-
Architects: I.M. Pei
- Year: 1963
-
Photographs:Anonymous Blogger, Pei Cobb Freed
Text description provided by the architects. Named after an American missionary of the late 19th century, the Luce Memorial Chapel was added to the campus of Tunghai University in Taichung, Taiwan. It was designed by Chen Chi-Kwan, an artist and architect, in collaboration with the infamous architect I.M. Pei.
Initially beginning in April of 1954, the construction of the Luce Memorial Chapel took place from September 1962 until November 1963. Upon culmination of the construction period, the Chapel ended up costing the university around $125,000 total.
Set on an irregular hexagonal base, the chapel occupies a site of 12,000 square meters of the campus, providing 477 square meters of floor area, including a nave with 500 seats, a chancel and robing rooms. The four manipulated planes that make up the walls of the church stretch 19.2m high, establishing a central focal landmark on the campus.

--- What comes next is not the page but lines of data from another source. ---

PR #465, opened 2023-09-05
Fix bug where TSA signing fails if cert hash != content hash.

wlynch:
#### Summary

This was fixed upstream in https://github.com/digitorus/timestamp/pull/19.

We should cut a patch release - the buggy behavior was introduced in v1.1.2.

NOTE: This potentially breaks some users if they are relying on the new cert hash behavior introduced in v1.1.2 to support other hash types (since this defaults back to sha256), but this fixes those who were broken by the v1.1.2 update. Support for other hash types can be added in another PR by moving to using [timestamp.CreateResponseWithOpts](https://pkg.go.dev/github.com/digitorus/timestamp#Timestamp.CreateResponseWithOpts) and passing in the appropriate hash (but I'm considering that out of scope for this PR).

#### Release Note

- Fixes bug where signing fails if content hash != cert hash.
- BREAKING CHANGE: This reverts a new addition made in v1.1.2 that let some users use other content hashes under certain conditions but broke other users. This change reverts content hash behavior back to sha256 for the time being.

#### Documentation

I don't think we have a good spot for this at the moment? Happy to add some if you point me to the right place.

### DIFF
--- a/go.mod
+++ b/go.mod
@@ -6,7 +6,7 @@ require (
 	cloud.google.com/go/security v1.15.1
 	github.com/beevik/ntp v1.3.0
 	github.com/digitorus/pkcs7 v0.0.0-20230818184609-3a137a874352
-	github.com/digitorus/timestamp v0.0.0-20230821155606-d1ad5ca9624c
+	github.com/digitorus/timestamp v0.0.0-20230902153158-687734543647
 	github.com/go-chi/chi v4.1.2+incompatible
 	github.com/go-openapi/errors v0.20.4
 	github.com/go-openapi/loads v0.21.2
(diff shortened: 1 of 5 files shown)


haydentherapper:
Can you fix the lint error @wlynch?

@malancas, did you want to add the call to CreateResponseWithOpts in a later PR?

malancas:
> Can you fix the lint error @wlynch?
> 
> @malancas, did you want to add the call to CreateResponseWithOpts in a later PR before we cut a new patch?

Yep, that sounds good. I'll take a look after this is merged.

wlynch:
> Can you fix the lint error @wlynch?

Done!

haydentherapper (approved):

PR #488, opened 2023-10-03
Support other hash algs for pre-signed timestamp besides SHA256

haydentherapper:
There are three relevant hash algs used in this codebase:

* The certificate hash alg, which specifies how the CA certificate hashed the to-be-signed certificate
* The message hash alg, specified in the request, which says how the timestamp message was hashed
* The timestamp hash alg, which specifies how the timestamp signer should hash the pre-signed timestamp structure

The latter of these three was not configurable. We had a previous approach that used the certificate hash alg, but this does not have to match the timestamp hash alg.

Fixes https://github.com/sigstore/timestamp-authority/issues/304

### DIFF
--- a/cmd/timestamp-server/app/root.go
+++ b/cmd/timestamp-server/app/root.go
@@ -59,6 +59,7 @@ func init() {
 	rootCmd.PersistentFlags().BoolVar(&enablePprof, "enable-pprof", false, "enable pprof for profiling on port 6060")
 	rootCmd.PersistentFlags().BoolVar(&httpPingOnly, "http-ping-only", false, "serve only /ping in the http server")
 	rootCmd.PersistentFlags().String("timestamp-signer", "memory", "Timestamping authority signer. Valid options include: [kms, tink, memory, file]. Memory and file-based signers should only be used for testing")
+	rootCmd.PersistentFlags().String("timestamp-signer-hash", "sha256", "Hash algorithm used by the signer. Must match the hash algorithm specified for a KMS or Tink key. Valid options include: [sha256, sha384, sha512]. Ignored for Memory signer.")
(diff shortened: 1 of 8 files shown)


haydentherapper:
For posterity, I documented the various hashes that we see throughout the codebase to hopefully make this easier in the future. Let me know if you see any better way to do this besides hardcoding it via flag.

malancas:
> For posterity, I documented the various hashes that we see throughout the codebase to hopefully make this easier in the future. Let me know if you see any better way to do this besides hardcoding it via flag.

I had been exploring this a little while ago and it seems like we might be able to expose the signer's hash alg through the KMS clients in sigstore/sigstore. Then this codebase could just call the KMS signer's HashAlg method when it needs it. I haven't touched the code in a bit but here's a [draft PR](https://github.com/sigstore/sigstore/pull/1426) if you think it could work.

wlynch (approved):
LGTM! Also fine with the look up via API approach if/when that's ready.

haydentherapper:
@malancas What do you think about this PR for now, and then I can take a look at improving on this with your KMS PR? I'd like to cut a new release of the TSA to pick up go 1.21.3.

I like the idea of using KMS directly to provide the hash, and we can do the same with Tink since its keyset provides a hash.

malancas:
> @malancas What do you think about this PR for now, and then I can take a look at improving on this with your KMS PR? I'd like to cut a new release of the TSA to pick up go 1.21.3.
> 
> 
> 
> I like the idea of using KMS directly to provide the hash, and we can do the same with Tink since its keyset provides a hash.

That sounds good to me.

bobcallaway (approved):

PR #586, opened 2024-01-05
Use built-in feature to upload provenance to existing tag

haydentherapper:
This was failing because we upgraded to a new version of download-action while the reusable workflow uses a previous incompatible version of upload-action.

### DIFF
--- a/.github/workflows/release.yaml
+++ b/.github/workflows/release.yaml
@@ -18,6 +18,7 @@ jobs:
     runs-on: ubuntu-latest
     outputs:
       hashes: ${{ steps.hash.outputs.hashes }}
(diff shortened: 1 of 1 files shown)


.github/workflows/release.yaml
```diff
@@ -55,6 +56,10 @@ jobs:
           set -euo pipefail
           checksum_file=$(echo "$ARTIFACTS" | jq -r '.[] | select (.type=="Checksum") | .path')
           echo "hashes=$(cat $checksum_file | base64 -w0)" >> "$GITHUB_OUTPUT"
+      
+      - name: Set tag output
```
haydentherapper, line 60: Taken from ko repo

malancas (approved):

PR #831, opened 2024-09-25
chore: bump go to use v1.23

hectorj2f:
I am bumping our go version to use 1.23 so we can solve some CVEs and upgrade our go version to latest.


cpanato (changes requested):
please also bump https://github.com/sigstore/timestamp-authority/blob/main/.github/workflows/tests.yaml#L98 to the latest minor, i think it is v1.61

cpanato (approved):

PR #927, opened 2025-01-17
chore: relax go directive to permit 1.22.x

dnwe:
#### Summary

Similar to sigstore/rekor#2323, relax the go.mod go directive to 1.22.0 here as well.

The go directive sets the minimum version of Go required to use this module. There's no need to set this to the latest semver patch version of a given Go release unless the semantics of that version of Go are required to build/test/use the module.

Ref: https://go.dev/ref/mod#go-mod-file-go

#### Release Note
NONE

#### Documentation
NONE


go.mod
```diff
@@ -37,7 +39,7 @@ require (
 	golang.org/x/net v0.34.0
 	google.golang.org/protobuf v1.36.3
 	gopkg.in/yaml.v3 v3.0.1
-	sigs.k8s.io/release-utils v0.9.0
+	sigs.k8s.io/release-utils v0.8.4
```
haydentherapper, line 42: fyi @cpanato since you maintain this - I looked into why release-utils had to bump to 1.23 and the culprit seems to be https://github.com/maxbrunsfeld/counterfeiter/, which I think could be trivially downgraded back to 1.22.

haydentherapper (approved):

go.mod
dnwe: @haydentherapper i saw this one, but an issue had already been raised and the maintainer didn’t seem keen to cut a new release before 1.24, see [here](maxbrunsfeld/counterfeiter/issues/312#issuecomment-2555606823)

dnwe: More specifically, 1.23 type aliasing had been introduced into the code so a trivial downgrade wasn’t possible

dnwe: ok, I was nerdsniped into making a PR for counterfeiter [here](/maxbrunsfeld/counterfeiter/pull/315)

haydentherapper (approved):

PR #989, opened 2025-03-12
Support self signed certificate chain

### LINKED ISSUE #988: modify certificate chain setup
@haydentherapper suggested we modify (or extend the options on) the TSA certificate chain setup (`fetch-tsa-certs`):

* current supported chain is
  * an external root certificate (on KMS CA)
  * an intermediate certificate (with key on KMS)
  * leaf cert (tinkey)
* planned cert chain is
  * self-signed root certificate (with key on KMS) 
  * leaf cert (tinkey)

The point here is that the setup becomes a little simpler (because you don't need to run a whole Certificate Authority Service in GCP for this). This is useful for sigstore specifically since the clients have the whole certificate chain anyway: a separate root does not magically make things more secure

jku:
This makes `fetch_tsa_certs.go` support a self-signed certificate chain as well:
* if `--gcp-ca-parent` is given, tool works like before (creates a chain with root, intermediate and leaf). If it is not given, the chain will contain a selfsigned root and leaf instead
* `--parent-validity=DAYS` was added since we can no longer rely on CA to set this in the self signing case
* `--intermediate-kms-resource` was renamed `--parent-kms-resource` so it works for both the intermediate case and self-signed case

Fixes #988


cmd/fetch-tsa-certs/fetch_tsa_certs.go
```diff
@@ -106,68 +120,106 @@ func fetchCertificateChain(ctx context.Context, parent, intermediateKMSKey, leaf
...
+			Subject: pkix.Name{
+				CommonName:   "sigstore-tsa-selfsigned",
+				Organization: []string{"sigstore.dev"},
+			},
+			SubjectKeyId: parentSkid,
+			NotBefore:    now,
+			NotAfter:     now.AddDate(20, 0, 0),
+			KeyUsage:     x509.KeyUsageCertSign,
+			MaxPathLen:   0,
+			IsCA:         true,
```
jku, line 148: there is something going wrong: The certificate does not contain BasicConstraints like I expect after setting these

jku: oh! `BasicConstraintsValid: true` is needed :shrug:

cmd/fetch-tsa-certs/fetch_tsa_certs.go
```diff
@@ -68,9 +80,11 @@ tinkey create-keyset --key-template ECDSA_P384 --out enc-keyset.cfg --master-key
...
 var (
-	// likely the root CA
-	gcpCaParent = flag.String("gcp-ca-parent", "", "Resource path to GCP CA Service CA")
-	// key only used for fetching intermediate certificate from root and signing leaf certificate
+	// Optional root CA
+	gcpCaRoot = flag.String("gcp-ca-parent", "", "Resource path to GCP CA Service CA. If unset, the intermediate cert will be self-signed instead")
+	// optional intermediate cert validity in days
+	intermediateValidity = flag.Int("intermediate-validity", 20*365, "Days the intermediate certificate will be valid for. Default 20*365. Value will be truncated by CA if one is used.")
+	// The kms key to use for "parent" certificate (intermediate if CA is used, self-signed certificate otherwise)
 	intermediateKMSKey = flag.String("intermediate-kms-resource", "", "Resource path to the asymmetric signing KMS key for the intermediate CA, starting with gcpkms://, awskms://, azurekms:// or hashivault://")
```
haydentherapper, line 88: Can we rename this and document that it's either the signing key for an intermediate CA when gcpCaRoot is used, or the signing key for the self-signed root CA when provided by itself?

cmd/fetch-tsa-certs/fetch_tsa_certs.go
```diff
@@ -79,18 +93,18 @@ var (
 	outputPath     = flag.String("output", "", "Path to the output file")
 )
 
-func fetchCertificateChain(ctx context.Context, parent, intermediateKMSKey, leafKMSKey, tinkKeysetPath, tinkKmsKey string,
+func fetchCertificateChain(ctx context.Context, root, parentKMSKey, leafKMSKey, tinkKeysetPath, tinkKmsKey string,
 	client *privateca.CertificateAuthorityClient) ([]*x509.Certificate, error) {
-	intermediateKMSSigner, err := kms.Get(ctx, intermediateKMSKey, crypto.SHA256)
+	parentKMSSigner, err := kms.Get(ctx, parentKMSKey, crypto.SHA256)
```
haydentherapper, line 98: Can we make the hash configurable via a flag? I believe this will err out if the hash func doesn't match what the KMS provider supports, e.g. ecdsa-p384 needs sha-384. We can default to sha256.

cmd/fetch-tsa-certs/fetch_tsa_certs.go
```diff
@@ -106,68 +120,109 @@ func fetchCertificateChain(ctx context.Context, parent, intermediateKMSKey, leaf
...
+		now := time.Now()
+		cert := &x509.Certificate{
+			SerialNumber: parentSn,
+			Subject: pkix.Name{
+				CommonName:   "sigstore-tsa-selfsigned",
+				Organization: []string{"sigstore.dev"},
+			},
+			SubjectKeyId:          parentSkid,
+			NotBefore:             now,
+			NotAfter:              now.AddDate(20, 0, 0),
```
haydentherapper, line 145: Should we use intermediateValidity (or renamed to parentValidity)?

cmd/fetch-tsa-certs/fetch_tsa_certs.go
```diff
@@ -106,68 +120,109 @@ func fetchCertificateChain(ctx context.Context, parent, intermediateKMSKey, leaf
...
+			KeyUsage:              x509.KeyUsageCertSign | x509.KeyUsageCRLSign,
+			BasicConstraintsValid: true,
+			MaxPathLen:            0,
+			MaxPathLenZero:        true,
+			IsCA:                  true,
+		}
+		ParentCertDER, err := x509.CreateCertificate(rand.Reader, cert, cert, parentPubKey, parentSigner)
```
haydentherapper, line 152:
```suggestion
		parentCertDER, err := x509.CreateCertificate(rand.Reader, cert, cert, parentPubKey, parentSigner)
```

cmd/fetch-tsa-certs/fetch_tsa_certs.go
```diff
@@ -106,68 +120,109 @@ func fetchCertificateChain(ctx context.Context, parent, intermediateKMSKey, leaf
...
+		if err != nil {
+			return nil, fmt.Errorf("creating self-signed parent certificate: %w", err)
+		}
+		parentCert, err := x509.ParseCertificate(ParentCertDER)
```
haydentherapper, line 156:
```suggestion
		parentCert, err := x509.ParseCertificate(parentCertDER)
```

haydentherapper:
Root cert LGTM!

cmd/fetch-tsa-certs/fetch_tsa_certs.go
jku: yeah I was considering replacing "intermediate" with "parent" in the CLI -- and then adding notes that it's either self-signed or intermediate

cmd/fetch-tsa-certs/fetch_tsa_certs.go
jku: yes

cmd/fetch-tsa-certs/fetch_tsa_certs.go
jku: I added a few options. The method call is a bit unwieldy now (with so many options) but I resisted urge to do more cleanup in the same PR

jku: Scratch that: I tried to do this by just providing other values to `kms.Get()` and the signature algorithm in the certificate does not change... 
* This makes sense when you consider that the (GCP) KMS key has the hash function baked in
* I'm not quite sure why `kms.Get()` requires a hash function as an argument?

In any case implementing this may not be the 15 min job I imagined: I would rather not include this in the PR. Let's file an issue if the feature is needed.

haydentherapper: Sigh, sorry for making you go down this rabbit hole. Only the [hashivault](https://github.com/sigstore/sigstore/blob/0e0ac2ead2b72d0bb713eaa126778706179b3d8a/pkg/signature/kms/hashivault/client.go#L43) KMS provider uses the hash. I thought all did to determine which hash to use when computing the digest to sign...oh well. Crypto agility is fun.

haydentherapper (approved):

PR #1018, opened 2025-03-29
expose validity period of signing cert as prometheus metric

bobcallaway:
@jku this should allow us to write an alert to monitor expiration

### DIFF
--- a/.gitignore
+++ b/.gitignore
@@ -14,4 +14,3 @@ myblob
 ts_chain.pem
 enc-keyset.cfg
 chain.crt.pem
-timestamp-cli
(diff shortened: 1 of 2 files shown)


haydentherapper (approved):
Could you add a test under https://github.com/sigstore/timestamp-authority/blob/main/pkg/tests/api_test.go as well? Also fine with doing as a follow up given we don't have tests for metrics currently

haydentherapper:
Will also need to rebase to pick up new required GHA.

haydentherapper (approved):

jku (approved):
Yes, this looks like a neat way to handle the problem. Thank you.

PR #1099, opened 2025-06-25
fix panic in cosign verify-attestation

dmitris:
#### Summary
Fix panic in `cosign verify-attestation --trusted-root trustedroot.json` due to adding a nil root certificate to the CertPool. See sigstore/cosign issue
[sigstore/cosign#4261](https://github.com/sigstore/cosign/issues/4261).

For even more robust fix, I will also do a PR in sigstore-go to avoid calling `verifyTSRWithChain` with bad / invalid `VerifyOpts`.

#### Verification
* When running the new unit test against the trunk version, getting "red" - the expected failure [gist](https://gist.github.com/dmitris/889fca18dba0a69aab9f6ca761b61e65).

* confirmed that when building `cosign` using the version of this PR (with `replace github.com/sigstore/timestamp-authority => ../timestamp-authority` in sigstore/cosign/go.mod), I no longer get a panic, the error is "regular":
```
Error: no matching attestations: failed to verify timestamps: threshold not met for verified signed timestamps: 0 < 1; error: unable to verify signed timestamps: error while verifying with chain: pkcs7: failed to verify certificate chain: x509: certificate signed by unknown authority
no valid root certificates provided for verifying the certificate chain - nil opts.Roots
error during command execution: no matching attestations: failed to verify timestamps: threshold not met for verified signed timestamps: 0 < 1; error: unable to verify signed timestamps: error while verifying with chain: pkcs7: failed to verify certificate chain: x509: certificate signed by unknown authority
no valid root certificates provided for verifying the certificate chain - nil opts.Roots
```

#### Release Note
* Bug fixes and fixes of previous known issues
Fix panic in `cosign verify-attestation` when using a trustedroot file.

#### Documentation
N/A

### DIFF
--- a/pkg/verification/verify.go
+++ b/pkg/verification/verify.go
@@ -285,7 +285,16 @@ func verifyTSRWithChain(ts *timestamp.Timestamp, opts VerifyOpts) error {
 	if len(opts.Roots) == 0 {
 		return fmt.Errorf("no root certificates provided for verifying the certificate chain")
 	}
-
+	rootFound := false
+	for _, cert := range opts.Roots {
+		if cert != nil {
+			rootFound = true
+			break
+		}
+	}
+	if !rootFound {
+		return fmt.Errorf("no valid root certificates provided for verifying the certificate chain - nil opts.Roots")
+	}
 	rootCertPool := x509.NewCertPool()
 	for _, cert := range opts.Roots {
 		rootCertPool.AddCert(cert)
--- a/pkg/verification/verify.go
+++ b/pkg/verification/verify.go
@@ -285,24 +285,18 @@ func verifyTSRWithChain(ts *timestamp.Timestamp, opts VerifyOpts) error {
 	if len(opts.Roots) == 0 {
 		return fmt.Errorf("no root certificates provided for verifying the certificate chain")
 	}
-	rootFound := false
-	for _, cert := range opts.Roots {
-		if cert != nil {
-			rootFound = true
-			break
-		}
-	}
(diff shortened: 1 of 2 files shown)


pkg/verification/verify.go
```diff
@@ -285,7 +285,16 @@ func verifyTSRWithChain(ts *timestamp.Timestamp, opts VerifyOpts) error {
...
+			rootFound = true
+			break
+		}
+	}
+	if !rootFound {
+		return fmt.Errorf("no valid root certificates provided for verifying the certificate chain - nil opts.Roots")
+	}
 	rootCertPool := x509.NewCertPool()
 	for _, cert := range opts.Roots {
 		rootCertPool.AddCert(cert)
```
bobcallaway, line 300: why not just do a check here to only add the cert to the pool if it is non-nil?

dmitris: but then how we can flag that there are no valid root certificates provided - by comparing `rootCertPool` to an empty pool, something like (using https://pkg.go.dev/crypto/x509#CertPool.Equal)?
```go
if rootCertPool.Equal(x509.NewCertPool()) {
    return fmt.Errorf("no valid root certificates provided for verifying the certificate chain")
}
```

Changed to that in 7ca231502e5bbfe05ea91744e420cefb43886361 - add to the pool only if non-empty and check for `rootCertPool` not Equal to an empty one.

bobcallaway (approved):
LGTM

haydentherapper (approved):
Thanks!

PR #2605, opened 2024-03-13
fix(e2e): Increase waiting timeout when killing, pausing, or restarting a node

hvanz:
When a node restarts and there's no state on disk to restore (because of `persist_interval = 0`), the application takes some time to replay blocks before starting. During this time, the RPC endpoints are still disabled, so the e2e's waiting function cannot check the nodes' status.

---

#### PR checklist

- [ ] Tests written/updated


lasarojc (approved):
Increasing the timeout from 20s to 100s in some cases. LGTM

PR #2606, opened 2024-03-13
fix(e2e): Increase timeout when waiting for new block

hvanz:
Some nightly test scenarios are failing because the test that checks that new blocks are being created timeouts. This happens on larger networks with many perturbations, on a few heights. Currently the timeout is 5 seconds, but in some cases it takes the network more than 20 seconds to create a block, so this PR changes it to 30 seconds.

---

#### PR checklist

- [ ] Tests written/updated

### DIFF
--- a/test/e2e/tests/app_test.go
+++ b/test/e2e/tests/app_test.go
@@ -56,7 +56,7 @@ func TestApp_Hash(t *testing.T) {
 			require.NoError(t, err)
 			require.NotZero(t, status.SyncInfo.LatestBlockHeight)
 			return status.SyncInfo.LatestBlockHeight >= requestedHeight
-		}, 5*time.Second, 500*time.Millisecond)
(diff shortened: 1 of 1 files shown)


lasarojc (approved):
The change itself looks good, but will this not cause the testing framework to timeout?

hvanz:
Is there a timeout on the whole test that could expire before 30 seconds? If we see that the tests still timeouts after this fix, we can fix it in another PR.

lasarojc:
Cool. The CI relies on `test-group` action, in the root `Makefile`. The timeout there is set to 15 minutes
`test-group-%:split-test-packages
        cat $(BUILDDIR)/packages.txt.$* | xargs go test -mod=readonly -timeout=15m -race -coverprofile=$(BUILDDIR)/$*.profile.out` 

Probably enough

Issue #1742, opened 2023-12-04
Proposer often gossips the first block parts to all peers


evan-forbes:
ref https://github.com/celestiaorg/celestia-core/issues/1145

Currently when the proposer creates a block, it will send each block part over the internal message queue. This can actually take a some time. The gossip routine doesn't account for that and will start gossiping immediately, which results in sending the same block parts to all peers instead of sending them randomly.

This is why when we trace the block parts, we often see them downloaded in order. This also defeats the purpose of using block parts entirely, as we end up gossiping the entire block to all peers.

below we can see a diagram that illustrates block propagation for a given height that shows this occuring. on the y axis we have block part indexes, and on the x axis

![broken_proposer](https://github.com/celestiaorg/celestia-core/assets/42654277/6453e488-453f-417e-b088-26cd0f909ac0)

If we [simply wait](https://github.com/celestiaorg/celestia-core/commit/b6b57b9109b0880cf67967e60a6d6209f2ce0fb1) for the block to go over the internal message queue before gossiping, it fixes the issue and we gossip all of the block parts randomly!

There's still quite a bit of room to optimize which parts we send to each peer. One simple non-breaking change would be to not gossip block parts entirely randomly. Instead, we should keep track of which parts have been sent to any peer, and prefer to send a part to a peer if it has been sent to fewer peers.

While I'm convinced that this was one of the bottlenecks, it certainly isn't the only one since this change still doesn't increase throughput on its own. ATM, I think there's quite a lot of backup occurring, because we frequently end up receiving block parts super late.

![fixed_proposer](https://github.com/celestiaorg/celestia-core/assets/42654277/75db2b12-fbc2-40d3-b182-75d1d6617342)

lasarojc:
Thanks @evan-forbes for sharing these very interesting results. A few questions

- Which version of the software are you using?
- Do you have the data for a block producer? I would like to see how the block propagates out of the now that from the the beginning already has all blocks
- Would you be able to reproduce this experiment with a branch having the `blockPartMessage` being propagated as well?

evan-forbes:
I'm using [this branch](https://github.com/celestiaorg/celestia-core/tree/evan/big-blonks-2), which is based on v0.34

what is meant by blockPartMessage, do you mean HasProposalBlockPartMessage?

melekes:
> what is meant by blockPartMessage, do you mean HasProposalBlockPartMessage?

Yes

evan-forbes:
[...]

PR #2624, opened 2024-03-16
fix: correctly calculate numFinalBits in getTrueIndices

czarcas7ic:
I was looking into the bug where seemingly random blocks are only signed by 2/3rd power of validators. The Injective devs said they saw a pattern of larger blocks causing this problem. I then started to look into block parts, and looked into the logic of PickRandom to see if there was potentially a bug in how we "randomly" select blocks. 

While I don't think this is the root cause of the issue (https://github.com/cometbft/cometbft/issues/1742 this is probably more useful in solving the problem we are seeing here), I did come across us handling the last element incorrectly when returning the true indicies. The previous calculation assumes that all previous (numElems-1) are fully accounted for with 64 bits each, but if ba.Bits in not a multiple of 64, then this must be handled differently.

This PR correctly handles the last element in the getTrueIndices method, which is used in PickRandom for propagating block parts.

---

#### PR checklist

- [ ] Tests written/updated


melekes (approved):
Thanks @czarcas7ic ❤️ 

Would be great to cover this with a unit test.

melekes:
Also, this PR needs a changelog entry.

adizere:
@czarcas7ic is this needed for backporting to 0.37 for use in Osmosis mainnet? Or is it enough if we backport to 0.38?

czarcas7ic:
I think it's fine if we can't back port to v0.37. I do think the over arching issue of block parts being propagated when understood should get backported to v0.37

adizere:
> I think it's fine if we can't back port to v0.37. I do think the over arching issue of block parts being propagated when understood should get backported to v0.37

Cool, thanks!
In general we try to avoid backporting to 0.37 (ref [support policy](https://github.com/cometbft/cometbft/discussions/590)).

internal/bits/bit_array.go
```diff
@@ -277,7 +277,10 @@ func (bA *BitArray) getTrueIndices() []int {
 	}
 	// handle last element
 	lastElem := bA.Elems[numElems-1]
-	numFinalBits := bA.Bits - curBit
+	numFinalBits := bA.Bits % 64
```
melekes, line 280: I'm failing to see how it's different than `numFinalBits := bA.Bits - curBit`.

We'll need a test case.

```go
func TestPickRandomCorrectlyHandlesLastElem(t *testing.T) {
	bA := NewBitArray(128)
	bA.SetIndex(127, true)

	elem, ok := bA.PickRandom()
	require.True(t, ok)
	require.Equal(t, 127, elem)
}
```

melekes (changes requested):

czarcas7ic:
Hm, after writing tests it appears melekes is correct and these are handled the same. My appologies! Closing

I.M. Pei was careful to design specific to the environmental context of Taiwan, with walls made of reinforced concrete to provide earthquake stability and durability in the humid and typhoon-prone environment. Construction of the intricate and elaborate formwork was done locally by craftsmen.
To work with the desired form, ribs reinforced the curvature of the surfaces and thicken as they descend, in order to prevent buckling of the materials.
The exterior of the chapel is covered in glazed diamond-shaped tiles that stand out against the sky and green backdrop of the university.
The interior reflects similar diamond shapes, as the concrete coffers become thicker and the shapes gradually diminish in size as they near the bottom of the structure, since stresses are concentrated near the ground.
The upward extending swoop of the walls culminates in a steel cross, which marks the chapel as a sanctuary for students and professors of the university.
The walls seem to stand independently of each other, but are actually connected by glazed slots and by small structural bow ties that are cast into the high ridge beams at the top near the ceiling.